::: Provided records

PR #94589, opened 2020-09-07
fixes a data race in SerializeObject function

p0lyn0mial:
**What type of PR is this?**
/kind bug

**What this PR does / why we need it**: It changes `deferredResponseWriter` to return after calling the `Close()` method.
Previously all sorts of errors including a data race were possible because `deferredResponseWriter` **resets** the writer and **returns** it to the pool. An attempt to write to a nil writer will lead to `invalid memory address or nil pointer dereference`. Sharing the same instance of `deferredResponseWriter` might lead to `index out of range [43] with length 30` and `recovered from err index > windowEnd` errors

Fixes #

```release-note
NONE

```

```docs

```

### DIFF
--- a/staging/src/k8s.io/apiserver/pkg/endpoints/handlers/responsewriters/writers.go
+++ b/staging/src/k8s.io/apiserver/pkg/endpoints/handlers/responsewriters/writers.go
@@ -96,9 +96,11 @@ func SerializeObject(mediaType string, encoder runtime.Encoder, hw http.Response
 	err := encoder.Encode(object, w)
 	if err == nil {
 		err = w.Close()
-		if err == nil {
-			return
+		if err != nil {
+			// we cannot write an error to the writer anymore as the Encode call was successful.
+			utilruntime.HandleError(fmt.Errorf("apiserver was unable to close cleanly the response writer: %v", err))
 		}
+		return
 	}
 
 	// make a best effort to write the object if a failure is detected
--- a/staging/src/k8s.io/apiserver/pkg/endpoints/handlers/responsewriters/writers_test.go
+++ b/staging/src/k8s.io/apiserver/pkg/endpoints/handlers/responsewriters/writers_test.go
@@ -20,6 +20,7 @@ import (
 	"bytes"
 	"compress/gzip"
 	"encoding/hex"
+	"errors"
 	"fmt"
 	"io"
 	"io/ioutil"
@@ -28,7 +29,7 @@ import (
 	"reflect"
 	"testing"
 
-	"k8s.io/apimachinery/pkg/api/errors"
+	kerrors "k8s.io/apimachinery/pkg/api/errors"
 	"k8s.io/apimachinery/pkg/runtime"
 	"k8s.io/apimachinery/pkg/runtime/schema"
 	"k8s.io/apimachinery/pkg/util/diff"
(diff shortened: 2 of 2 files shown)


staging/src/k8s.io/apiserver/pkg/endpoints/handlers/responsewriters/writers.go
```diff
@@ -96,9 +96,10 @@ func SerializeObject(mediaType string, encoder runtime.Encoder, hw http.Response
 	err := encoder.Encode(object, w)
 	if err == nil {
 		err = w.Close()
-		if err == nil {
-			return
+		if err != nil {
+			utilruntime.HandleError(fmt.Errorf("apiserver was unable to close cleanly the response writer: %v", err))
```
sttts, line 100: // we cannot write an error to the writer anymore as the Encode call was succesful.

staging/src/k8s.io/apiserver/pkg/endpoints/handlers/responsewriters/writers.go
```diff
@@ -96,9 +96,10 @@ func SerializeObject(mediaType string, encoder runtime.Encoder, hw http.Response
...
 		}
+		return
```
sttts, line 102: change looks good otherwise.

staging/src/k8s.io/apiserver/pkg/endpoints/handlers/responsewriters/writers.go
p0lyn0mial: done.

staging/src/k8s.io/apiserver/pkg/endpoints/handlers/responsewriters/writers.go
liggitt: The whole point of &deferredResponseWriter was to be able to write useful errors to the response if there was an encoding error. We should be able to determine if the error came from writing to the underlying http writer, and if not, we should continue trying to write an error to the http response

/hold

liggitt: edit: never mind, misread the error flow… was thrown off by the non-standard ` if err == nil` early return pattern

/hold cancel

yogeek:
Hi @p0lyn0mial and @sttts ! Can this fix be backported to 1.19 or is the upgrade to 1.20 mandatory please ?

p0lyn0mial:
> Hi @p0lyn0mial and @sttts ! Can this fix be backported to 1.19 or is the upgrade to 1.20 mandatory please ?

it was already backported to 1.19 - https://github.com/kubernetes/kubernetes/pull/98393
this PR was targeting 1.20

liggitt:
this was already backported to 1.18 and 1.19

yogeek:
@p0lyn0mial @liggitt Oh ok, thank you for the quick reply.
So in my current 1.19.8 cluster, normally, the fix is already there ?

I ask this because I arrived here from this one : https://github.com/kubernetes-sigs/prometheus-adapter/issues/292 and we are in 1.19.8 and still observe these errors in the api-server logs : 
```
E0330 13:25:31.344690       1 writers.go:105] apiserver was unable to write a JSON response: http: Handler timeout
```

Additionnal note : we looked at apiserver logs to try to understand a recent increase in apiserver memory consumption that cause some of our masters to be "NotReady" lately.

liggitt:
> still observe these errors in the api-server logs :
> 
> ```
> E0330 13:25:31.344690       1 writers.go:105] apiserver was unable to write a JSON response: http: Handler timeout
> ```
> 
> Additionnal note : we looked at apiserver logs to try to understand a recent increase in apiserver memory consumption that cause some of our masters to be "NotReady" lately.

Those are unrelated to this issue. The symptoms of this issue are listed in the description:

> An attempt to write to a nil writer will lead to invalid memory address or nil pointer dereference. Sharing the same instance of deferredResponseWriter might lead to index out of range [43] with length 30 and recovered from err index > windowEnd errors

yogeek:
ok @liggitt thank you for your help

::::::

◆ Required action
The entries shown above must be reproduced in full, exactly as written.

◆ Task output
PR #94589, opened 2020-09-07
fixes a data race in SerializeObject function

p0lyn0mial:
**What type of PR is this?**
/kind bug

**What this PR does / why we need it**: It changes `deferredResponseWriter` to return after calling the `Close()` method.
Previously all sorts of errors including a data race were possible because `deferredResponseWriter` **resets** the writer and **returns** it to the pool. An attempt to write to a nil writer will lead to `invalid memory address or nil pointer dereference`. Sharing the same instance of `deferredResponseWriter` might lead to `index out of range [43] with length 30` and `recovered from err index > windowEnd` errors

Fixes #

```release-note
NONE

```

```docs

```

### DIFF
--- a/staging/src/k8s.io/apiserver/pkg/endpoints/handlers/responsewriters/writers.go
+++ b/staging/src/k8s.io/apiserver/pkg/endpoints/handlers/responsewriters/writers.go
@@ -96,9 +96,11 @@ func SerializeObject(mediaType string, encoder runtime.Encoder, hw http.Response
 	err := encoder.Encode(object, w)
 	if err == nil {
 		err = w.Close()
-		if err == nil {
-			return
+		if err != nil {
+			// we cannot write an error to the writer anymore as the Encode call was successful.
+			utilruntime.HandleError(fmt.Errorf("apiserver was unable to close cleanly the response writer: %v", err))
 		}
+		return
 	}
 
 	// make a best effort to write the object if a failure is detected
--- a/staging/src/k8s.io/apiserver/pkg/endpoints/handlers/responsewriters/writers_test.go
+++ b/staging/src/k8s.io/apiserver/pkg/endpoints/handlers/responsewriters/writers_test.go
@@ -20,6 +20,7 @@ import (
 	"bytes"
 	"compress/gzip"
 	"encoding/hex"
+	"errors"
 	"fmt"
 	"io"
 	"io/ioutil"
@@ -28,7 +29,7 @@ import (
 	"reflect"
 	"testing"
 
-	"k8s.io/apimachinery/pkg/api/errors"
+	kerrors "k8s.io/apimachinery/pkg/api/errors"
 	"k8s.io/apimachinery/pkg/runtime"
 	"k8s.io/apimachinery/pkg/runtime/schema"
 	"k8s.io/apimachinery/pkg/util/diff"
(diff shortened: 2 of 2 files shown)


staging/src/k8s.io/apiserver/pkg/endpoints/handlers/responsewriters/writers.go
```diff
@@ -96,9 +96,10 @@ func SerializeObject(mediaType string, encoder runtime.Encoder, hw http.Response
 	err := encoder.Encode(object, w)
 	if err == nil {
 		err = w.Close()
-		if err == nil {
-			return
+		if err != nil {
+			utilruntime.HandleError(fmt.Errorf("apiserver was unable to close cleanly the response writer: %v", err))
```
sttts, line 100: // we cannot write an error to the writer anymore as the Encode call was succesful.

staging/src/k8s.io/apiserver/pkg/endpoints/handlers/responsewriters/writers.go
```diff
@@ -96,9 +96,10 @@ func SerializeObject(mediaType string, encoder runtime.Encoder, hw http.Response
...
 		}
+		return
```
sttts, line 102: change looks good otherwise.

staging/src/k8s.io/apiserver/pkg/endpoints/handlers/responsewriters/writers.go
p0lyn0mial: done.

staging/src/k8s.io/apiserver/pkg/endpoints/handlers/responsewriters/writers.go
liggitt: The whole point of &deferredResponseWriter was to be able to write useful errors to the response if there was an encoding error. We should be able to determine if the error came from writing to the underlying http writer, and if not, we should continue trying to write an error to the http response

/hold

liggitt: edit: never mind, misread the error flow… was thrown off by the non-standard ` if err == nil` early return pattern

/hold cancel

yogeek:
Hi @p0lyn0mial and @sttts ! Can this fix be backported to 1.19 or is the upgrade to 1.20 mandatory please ?

p0lyn0mial:
> Hi @p0lyn0mial and @sttts ! Can this fix be backported to 1.19 or is the upgrade to 1.20 mandatory please ?

it was already backported to 1.19 - https://github.com/kubernetes/kubernetes/pull/98393
this PR was targeting 1.20

liggitt:
this was already backported to 1.18 and 1.19

yogeek:
@p0lyn0mial @liggitt Oh ok, thank you for the quick reply.
So in my current 1.19.8 cluster, normally, the fix is already there ?

I ask this because I arrived here from this one : https://github.com/kubernetes-sigs/prometheus-adapter/issues/292 and we are in 1.19.8 and still observe these errors in the api-server logs : 
```
E0330 13:25:31.344690       1 writers.go:105] apiserver was unable to write a JSON response: http: Handler timeout
```

Additionnal note : we looked at apiserver logs to try to understand a recent increase in apiserver memory consumption that cause some of our masters to be "NotReady" lately.

liggitt:
> still observe these errors in the api-server logs :
> 
> ```
> E0330 13:25:31.344690       1 writers.go:105] apiserver was unable to write a JSON response: http: Handler timeout
> ```
> 
> Additionnal note : we looked at apiserver logs to try to understand a recent increase in apiserver memory consumption that cause some of our masters to be "NotReady" lately.

Those are unrelated to this issue. The symptoms of this issue are listed in the description:

> An attempt to write to a nil writer will lead to invalid memory address or nil pointer dereference. Sharing the same instance of deferredResponseWriter might lead to index out of range [43] with length 30 and recovered from err index > windowEnd errors

yogeek:
ok @liggitt thank you for your help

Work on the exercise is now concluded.